A Study of Atezolizumab With or Without Bevacizumab in Combination With Cisplatin Plus Gemcitabine in Patients With Untreated, Advanced Biliary Tract Cancer

Biliary Tract Cancer Clinical Trial

Official title:

A Phase II, Randomized, Double-Blind Placebo-Controlled Study of Atezolizumab With or Without Bevacizumab in Combination With Cisplatin Plus Gemcitabine in Patients With Untreated, Advanced Biliary Tract Cancer

Clinical Trial Details — Status: Completed

Administrative data

• NCT number: NCT04677504
• Other study ID #: GO42661
• Status: Completed
• Phase: Phase 2
• Start date: February 23, 2021
• Est. completion date: August 25, 2023

Study information

• Verified date: October 2023
• Source: Hoffmann-La Roche
• Contact: n/a
• Is FDA regulated: No
• Study type: Interventional

Clinical Trial Summary

This study will evaluate the efficacy and safety of atezolizumab with bevacizumab in combination with cisplatin and gemcitabine(CisGem), compared with atezolizumab in combination with CisGem, in participants with advanced biliary tract cancer (BTC) who have not received prior systemic therapy. Treatment will consist of a chemotherapy combination phase followed by a cancer immunotherapy (CIT)/placebo phase.

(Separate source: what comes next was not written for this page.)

PR #1039, opened 2022-05-03
Allow switching to full form in "manage_access"

jan-jockusch:
When the number of roles raises above 30, the form "manage_access" switches to a compact mode with no way of getting the full matrix view back.

While all functionality is still available, the compact form does not offer a full overview of permission settings.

Recruitment information / eligibility

• Status: Completed
• Enrollment: 162
• Est. completion date: August 25, 2023
• Est. primary completion date: May 16, 2022
• Accepts healthy volunteers: No
• Gender: All
• Age group: 18 Years and older

Eligibility

Inclusion Criteria:

• Considered to be eligible to receive platinum-based chemotherapy, in the investigator's judgment

• Documentation of recurrent/metastatic or locally advanced unresectable disease based on computed tomography (CT) or magnetic resonance imaging (MRI) scans

• Histologically or cytologically confirmed diagnosis of iCCA, eCCA, or GBC

• No prior systemic therapy for advanced BTC

• At least one measurable untreated lesion (per RECIST v1.1)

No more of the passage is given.